李敢像是用尽了全身力气,从牙缝里挤出几个字:“边关……那支汉人商队……提前运粮草入漠北的事……我……我出征前就听说了……可我嫉妒骠骑将军……我没说……”
这句话让凌岳瞬间明白了。
宇文烈的布局,比他想的更深、更早。
疲敌粮道,不只是破坏水源,还为匈奴主力准备了后备补给。
这意味着狼喉谷的包围圈更坚固,敌人的耐心也更足。
霍去病他们正被慢慢勒死。
凌岳放在帅案上的手猛的攥紧,指节泛白。
他看着跪在地上用拳头捶打自己脑袋的李敢,眼中一片冰冷。
凌岳只觉得一阵疲惫。
他走过去,将李敢从地上拉了起来。
“现在说这些晚了。”
凌岳的声音很平静,“想赎罪,就拿起剑跟我走,用你的命去把骠骑将军换回来。”
李敢猛的抬起头,不敢相信的看着凌岳。
凌岳没再理会李敢,转身走出了营帐。
帐外寒风呼啸,三千名鹰扬卫已经整装待发,安静的列成方阵。
他们看到凌岳,三千双眼睛齐刷刷的望了过来,目光坚定。
凌岳翻身上马,什么话都没说。
他扫视着眼前这些年轻而坚定的面孔,随即拔出腰间的环首刀,向前一指。
“出发。
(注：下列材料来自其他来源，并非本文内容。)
PR #90, opened 2022-04-19
proposed table driven test for cpu9p_unix

rminnich:

### DIFF
--- a/cmds/cpu/cpu9p_unix_test.go
+++ b/cmds/cpu/cpu9p_unix_test.go
@@ -197,3 +197,146 @@ func Test9pUnix(t *testing.T) {
 	}
 
 }
+
+func Test9pUnixTable(t *testing.T) {
+	d := t.TempDir()
+	f := filepath.Join(d, "a")
+	if err := ioutil.WriteFile(f, []byte("hi"), 0666); err != nil {
+		t.Fatalf(`ioutil.WriteFile(%q, "hi", 0666): %v != nil`, f, err)
+	}
+	// First test: do nothing
+	m := p9.AttrMask{
+		Mode:        true,
+		NLink:       true,
+		UID:         true,
+		GID:         true,
+		RDev:        true,
+		ATime:       true,
+		MTime:       true,
+		CTime:       true,
+		INo:         true,
+		Size:        true,
+		Blocks:      true,
+		BTime:       true,
+		Gen:         true,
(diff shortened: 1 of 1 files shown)


rminnich:
If you prefer this style I'm fine with it too

cmds/cpu/cpu9p_unix_test.go
```diff
@@ -197,3 +197,146 @@ func Test9pUnix(t *testing.T) {
...
+	}
+
+	c := &cpu9p{
+		path: f,
+	}
+
+	_, _, ga, err := c.GetAttr(m)
+	if err != nil {
+		t.Fatalf("Getattr: %v != nil", err)
+	}
```
orangecms, line 232: Stop here, case is done. Create another case.

cmds/cpu/cpu9p_unix_test.go
```diff
@@ -197,3 +197,146 @@ func Test9pUnix(t *testing.T) {
...
+		"Setattr with size",
+		"Setattr with UID",
+		"Setattr with GID",
+		"Setattr with ATime to local system time",
+		"Setattr with MTime to local system time",
+		"Settattr with ATime to time in TSetattr",
+		"Settattr with MTime to time in TSetattr",
+	}
+	for i, msg := range tests {
+		switch i {
```
orangecms, line 268: This should be a ton easier. Now the test has logic for data; that'd be the point though, to separate the two.

Can we create a function doing something like "give me a modified sam with `Permissions` set to `true`" in Go?

orangecms: Well, and that function should accept any modification.
Can we pass a function that the function executes, doing said modification?

orangecms: In other words: I want the test suite to look just like data.

Data defining what each case means; can we put those switch statements into `tests`?

orangecms: Reading through https://medium.com/@geisonfgfg/functional-go-bc116f4c96a4#:~:text=Golang%20is%20a%20multi%2Dparadigm,easier%20to%20understand%20and%20test. suggests that Go lacks the necessary primitives.

I'm sorry, I was hoping that'd be easier. It would be possible to hack, but that'd only make things worse, I think.

PR #96, opened 2022-04-25
cpud: Always use package code for a session

rminnich:
For the -remote switch, drop all the code that is
not package related.

This is tested for all cases include a kexec of itself.


rminnich:
The next one, which is the big one, is removing session code in favor of the package.

brho (approved):

PR #97, opened 2022-04-26
Cpuinitserverpackage

rminnich:
Please test, I am testing, it seems to work, but let's see. I'll keep pruning and cleaning.


brho:
works for me (chrooting into the target machine with -9p and an fstab)

brho (approved):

”
三千骑兵悄无声息的调转马头,很快就消失在了夜色里,好像从来没出现过一样。
李敢胡乱抹了一把脸上的眼泪鼻涕,抓起自己的长枪,疯了似的冲向战马。
他知道,这是他唯一赎罪的机会了,要么用敌人的血,要么用自己的命。